Records for this exercise:
-------------------------

PR #3573, opened 2021-04-13
Change of a Torfaen station

smsmith97:


GeoWill (changes requested):
Looks good, just one small change. Once that's done could you also rebase it onto master. That will get rid of the merge conflicts github's complaining about.

PR #696, opened 2017-09-19
Probe for gcc -Werror=* support

### LINKED ISSUE #277: build broken on RHEL5 because of -Werror=declaration-after-statement
...
compiling src/main.o
cc1: error: unrecognized command line option "-Werror=declaration-after-statement"
make: **\* [src/main.o] Error 1
...

[jdv@jdv rakudo]$ cat /etc/redhat-release 
CentOS release 5.11 (Final)
[jdv@jdv rakudo]$

[jdv@jdv rakudo]$ cc -v
Using built-in specs.
Target: x86_64-redhat-linux
Configured with: ../configure --prefix=/usr --mandir=/usr/share/man
--infodir=/usr/share/info --enable-shared --enable-threads=posix
--enable-checking=release --with-system-zlib --enable-__cxa_atexit
--disable-libunwind-exceptions --enable-libgcj-multifile
--enable-languages=c,c++,objc,obj-c++,java,fortran,ada --enable-java-awt=gtk
--disable-dssi --disable-plugin
--with-java-home=/usr/lib/jvm/java-1.4.2-gcj-1.4.2.0/jre --with-cpu=generic
--host=x86_64-redhat-linux
Thread model: posix
gcc version 4.1.2 20080704 (Red Hat 4.1.2-55)
[jdv@jdv rakudo]$

...
15:11 < FROGGS> yes, we added these -Werror options just recently
15:11 < jdv79> that would be my guess
15:12 < FROGGS> it is meant to force devs to care about MSVC
15:12 < FROGGS> and actually not break things :/
15:14 < FROGGS> jdv79: we have a build/probe.pm that tries to figure out what works and what not... seems that this -Werror option needs to go in there
15:14 < FROGGS> :o)
15:14 < jdv79> ok
15:14 < jdv79> neato
15:14 < FROGGS> jdv79: so, if you don't want to tackle it yourself, please open an issue in the moarvm repo
15:14 < jdv79> looks like RHEL 5 is "not EOL'd til 2017 or 2020
15:14 < jdv79> so maybe worth supporting
15:15 < FROGGS> aye
15:15 < jdv79> i'll ticket it
...

patzim:
This fixes #277.
I had to shuffle the probes around a little to get them working.
Tested on fedora 25 and RHEL5. I do appreciate testing on other systems.

### DIFF
--- a/Configure.pl
+++ b/Configure.pl
@@ -143,10 +143,24 @@ $config{translate_newline_output} = 0  unless defined $config{translate_newline_
 $config{ld}           = $config{cc} unless defined $config{ld};
 $config{ldout}        = $config{ccout} unless defined $config{ldout};
 $config{ldsys}        = $config{ldusr} unless defined $config{ldsys};
-$config{ldmiscflags}  = $config{ccmiscflags} unless defined $config{ldmiscflags};
 $config{ldoptiflags}  = $config{ccoptiflags} unless defined $config{ldoptiflags};
 $config{lddebugflags} = $config{ccdebugflags} unless defined $config{lddebugflags};
 $config{ldinstflags}  = $config{ccinstflags} unless defined $config{ldinstflags};
+
+# Probe the compiler.
+build::probe::compiler_usability(\%config, \%defaults);
+
+# Remove unsupported -Werror=* gcc flags if gcc doesn't support them.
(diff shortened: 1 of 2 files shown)


jnthn:
Set off another Travis run, since all the OSX runs didn't work out. So far as I understand the configure/build system, I think this looks OK.

PR #702, opened 2017-09-22
Fix hint

the-eater:


the-eater:
Yeah you're correct. Now I don't really know how to solve the BSD situation, I'm assuming Mac also uses 28, being a BSD-born system. will look into it! thanks for noticing!

PR #705, opened 2017-09-24
Optimize MVM_string_join in both case of all strands and case of a single element to join

MasterDuke17:
When everything to be joined are strands of the same type, just copy
them directly instead of creating a single flat string. For small
strings the overhead of being strands counteracts the saving in copying,
but for large strings it's much faster.

For example:
```
my $b = "bbbbbbbb" x 200;
my $c = "cccccccccccccc" x 300;
for ^100_000 {
    $ = join(",", $b, $c, "dddd")
}
```
took ~3.7s before this change and ~1.5s after.

### DIFF
--- a/src/strings/ops.c
+++ b/src/strings/ops.c
@@ -1630,6 +1630,20 @@ MVMString * MVM_string_join(MVMThreadContext *tc, MVMString *separator, MVMObjec
     is_str_array = REPR(input)->pos_funcs.get_elem_storage_spec(tc,
         STABLE(input)).boxed_primitive == MVM_STORAGE_SPEC_BP_STR;
 
+    /* If there's only one element to join, just return it. */
+    if (elems == 1) {
+        if (is_str_array) {
+            MVMString *piece = MVM_repr_at_pos_s(tc, input, 0);
+            if (piece)
+                return piece;
+        }
+        else {
+            MVMObject *item = MVM_repr_at_pos_o(tc, input, 0);
+            if (item && IS_CONCRETE(item))
+                return MVM_repr_get_str(tc, item);
+        }
+    }
+
     /* Allocate result. */
     MVMROOT(tc, separator, {
     MVMROOT(tc, input, {
--- a/src/strings/ops.c
+++ b/src/strings/ops.c
@@ -88,7 +88,7 @@ static char * NFG_checker (MVMThreadContext *tc, MVMString *orig, char *varname)
                 char *out = MVM_malloc(sizeof(char) * out_size);
                 char *waste[] = {orig_render, renorm_render, NULL};
                 char **w = waste;
-                snprintf(out, out_length,
+                snprintf(out, out_size,
                     format,
                     varname,
                         orig_graphs, renorm_graphs,
@@ -1614,7 +1614,7 @@ MVMString * MVM_string_join(MVMThreadContext *tc, MVMString *separator, MVMObjec
     MVMString **pieces = NULL;
     MVMint64    elems, num_pieces, sgraphs, i, is_str_array, total_graphs;
     MVMuint16   sstrands, total_strands;
-    MVMint32    concats_stable = 1;
+    MVMint32    concats_stable = 1, all_strands;
     size_t      bytes;
 
     MVM_string_check_arg(tc, separator, "join separator");
@@ -1639,7 +1639,7 @@ MVMString * MVM_string_join(MVMThreadContext *tc, MVMString *separator, MVMObjec
 
     /* Take a first pass through the string, counting up length and the total
      * number of strands we encounter as well as building a flat array of the
-     * strings (to we only have to do the indirect calls once). */
+     * strings (so we only have to do the indirect calls once). */
     sgraphs  = MVM_string_graphs_nocheck(tc, separator);
     if (sgraphs)
         sstrands = separator->body.storage_type == MVM_STRING_STRAND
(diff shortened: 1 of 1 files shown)


MasterDuke17:
40da3e6 removes the need for https://github.com/rakudo/rakudo/pull/1171 (and still passes all tests and spectests).

src/strings/ops.c
```diff
@@ -1630,16 +1631,35 @@ MVMString * MVM_string_join(MVMThreadContext *tc, MVMString *separator, MVMObjec
...
+            if (piece)
+                return piece;
+        }
+        else {
+            MVMObject *item = MVM_repr_at_pos_o(tc, input, 0);
+            if (item && IS_CONCRETE(item))
+                return MVM_repr_get_str(tc, item);
+        }
+    }
+
```
jnthn: This part of the PR looks just fine.

src/strings/ops.c
```diff
@@ -1630,16 +1631,35 @@ MVMString * MVM_string_join(MVMThreadContext *tc, MVMString *separator, MVMObjec
...
     MVMROOT(tc, separator, {
     MVMROOT(tc, input, {
         result = (MVMString *)MVM_repr_alloc_init(tc, tc->instance->VMString);
     });
     });
 
+    /* If the separator is a strand, find out its storage_type. */
+    all_strands_of_same_type = separator->body.storage_type == MVM_STRING_STRAND;
+    if (all_strands_of_same_type)
+        strand_type = separator->body.storage.strands->blob_string->body.storage_type;
```
jnthn: Why does it matter that all strands have the same storage type? A strand string can reference one 8-bit and another 32-bit wide strand just fine.

src/strings/ops.c
```diff
@@ -1693,13 +1718,27 @@ MVMString * MVM_string_join(MVMThreadContext *tc, MVMString *separator, MVMObjec
...
+    if (total_strands <  MVM_STRING_MAX_STRANDS &&
+            16        <= total_graphs / total_strands &&
+            all_strands_of_same_type) {
+        MVMuint16 offset = 0;
+        result->body.storage_type    = MVM_STRING_STRAND;
+        result->body.storage.strands = allocate_strands(tc, total_strands);
+        result->body.num_strands     = total_strands;
+        for (i = 0; i < num_pieces; i++) {
+            MVMString *piece = pieces[i];
+            if (0 < i) {
```
jnthn: This is one of the places where I really don't find the "always use `<`" thing helps at all...

src/strings/ops.c
```diff
@@ -1693,13 +1718,27 @@ MVMString * MVM_string_join(MVMThreadContext *tc, MVMString *separator, MVMObjec
...
+                copy_strands(tc, separator, 0, result, offset, separator->body.num_strands);
+                offset += separator->body.num_strands;
+            }
+            copy_strands(tc, piece, 0, result, offset, piece->body.num_strands);
+            offset += piece->body.num_strands;
```
jnthn: This code doesn't check if the result is NFG stable or not, which means it'll produce wrong results if two of the things being joined would form a single grapheme.

src/strings/ops.c
MasterDuke17: Personally I agree, but copied the code from what's now the "else" branch and wanted it to be consistent. Should I change it?

src/strings/ops.c
MasterDuke17: I wondered about this, but couldn't craft an example where the behavior after my change did anything different than the code before. I tried various combinations of joining elements that had strands of just combining characters, just combining characters as the separator, etc. Also, it does pass a spectest. Either the collapsing is correctly happening elsewhere, my ad-hoc test cases weren't actually testing the right things, or we should add some tests for this to roast. Do you have an example I can test?

src/strings/ops.c
MasterDuke17: Huh, I think I misinterpreted something @timo said (https://irclog.perlgeek.de/perl6-dev/2017-09-23#i_15206788) about doing that as an optimization. I thought he meant make support for mixed strings, but now I see he meant actually make strings with mixed strands, since that is actually supported. Cool, I'll add a commit removing that restriction.

MasterDuke17:
@jnthn removed the bit about all strands having to have the same storage_type and added in the concat stability checking code from the not-all-strands else branch.

With @samcv++'s help, added in some debugging code that did get tripped up with the initial changes, but now is clean.

src/strings/ops.c
```diff
@@ -1693,13 +1714,51 @@ MVMString * MVM_string_join(MVMThreadContext *tc, MVMString *separator, MVMObjec
     }
     result->body.num_graphs = total_graphs;
 
-    /* If we just collect all the things as strands, are we within bounds, and
-     * will be come out ahead? */
-    if (total_strands < MVM_STRING_MAX_STRANDS && 16 <= total_graphs / total_strands) {
-        /* XXX TODO: Implement this, conditionalize branch thing below. */
+    /* If the separator and pieces are all strands, and there are
+     * enough strands of a large enough size, just copy them directly. */
```
samcv: Can you change it to this please:
```
/* If the separator and pieces are all strands, and
 * there are on average at least 16 graphemes in each of the strands */
if (all_strands && total_strands < MVM_STRIND_MAX_STRANDS
           && total_strands * 16 <= total_graphs)
```
The conditional becomes much clearer and clearer comment.

MasterDuke17:
@samcv and done.

samcv:
Thank you :-)

PR #709, opened 2017-09-29
Used FSA allocator for jump table in KMP index algorithm

samcv:
We can save cpu cycles by using FSA, since we just end up freeing it as
soon as the function returns.
Also, since the loop is duplicated, turn it into a #define so we can
use the same code with different functions for accessing the Haystack.


samcv:
Commited this directly

PR #710, opened 2017-09-30
Change realloc condition in MVM_string_utf8_decode

MasterDuke17:
The conditional being `>=` instead of `>` meant that the buffer was
frequently being realloced to the same size.

Callgrind reports ~13k fewer instructions and heaptrack reports ~90
fewer realloc calls for `perl6 -e ''`.

NQP builds ok and passes `make m-test` and Rakudo builds ok and
passes `make m-test m-spectest`.


samcv:
Looks good.

PR #716, opened 2017-10-04
join: simplify some conditionals and factor out some code

samcv:
Reduce the complexity of several conditionals, from multiple to
just one. Reduce the depth of one set of conditionals.

Factor out the by grapheme copying code to make the somewhat long
function shorter and easier to navigate.


MasterDuke17:
I'm definitely on board with pulling out the copy_to_32bit function. However, (and this may just be personal preference) I don't find the re-worked conditionals easier to read/understand.

samcv:
@MasterDuke17 I could change the conditionals to use `if (!sgraphs)` instead of including with the others. So instead of reducing 3 to 1 conditional. It goes from 3 to 2. 1 for the !concats_stable and 1 for the concat checks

-------------------------

Exercise description:
Show every line from the entries above in which the word "conditionals" appears.

Your response:
join: simplify some conditionals and factor out some code
Reduce the complexity of several conditionals, from multiple to
just one. Reduce the depth of one set of conditionals.
I'm definitely on board with pulling out the copy_to_32bit function. However, (and this may just be personal preference) I don't find the re-worked conditionals easier to read/understand.
@MasterDuke17 I could change the conditionals to use `if (!sgraphs)` instead of including with the others. So instead of reducing 3 to 1 conditional. It goes from 3 to 2. 1 for the !concats_stable and 1 for the concat checks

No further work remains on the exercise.